Book Review: Foul Lady Fortune by Chloe Gong
Chloe Gong won herself a legion of devoted fans with her YA fantasy retelling of Shakespeare’s classic tragedy Romeo and Juliet, aptly titled These Violent Delights. The explosive sequel and concluding book, These Violent Ends, was released last year to equal acclaim. But as Foul Lady Fortune reveals, the story of the duology’s wider cast of characters is far from over. Shifting the focus to Juliette Cai’s cousin Rosalind Lang, the novel sees the former showgirl entering into a fake marriage in order to investigate a series of brutal murders in 1930’s Shanghai.
Four years ago, Rosalind was brought back from the brink of death. But the strange experiment that saved her life also gave her special abilities. Now she doesn’t sleep or age, and she can heal from any wound. Rosalind has become difficult to kill, which makes her perfect assassin material. Desperate for redemption for her traitorous past, she uses her abilities for her country. Code name: Fortune. Weapon of choice: Poison. But with the Japanese Imperial Army bearing down on her beloved homeland, Rosalind is given a new mission. A mission that will pair her with the renowned son of a Nationalist general.
Orion Hong has an agenda of his own but the two spies must work together, posing as a married couple to infiltrate a conspiracy that threatens their country.

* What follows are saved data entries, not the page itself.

PR #592, opened 2020-07-15
Avoid extra requeues when credentials missing

zaneb:
The extra requeues added in 871926d407c4758f96a7fc011f254a57b2c0eaa1 to
ensure that the Status got written immediately after updating the status
annotation were incompletely reverted by
f1b81a06527cb41b2b7e0212e76fc86976b32324, after which they are no longer
required as we no longer write a status annotation and just write the
Status immediately. This reverts the remaining changes to prevent
unnecessary requeueing.


maelk:
lgtm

With someone targeting civilians on the streets, Rosalind and Orion have a race against time to unravel the mystery. Meanwhile, on the other side of the fight is Rosalind’s sister Celia and Orion’s brother Oliver, who are embarking on their own dangerous mission. The fight will lead them all to a deadly plot that’s worse than any of them could have imagined.
Perhaps, perhaps, perhaps—this was a game that haunted Rosalind late into her eternal nights, a useless exercise of cataloging every thing she’d done wrong to end up where she was today.”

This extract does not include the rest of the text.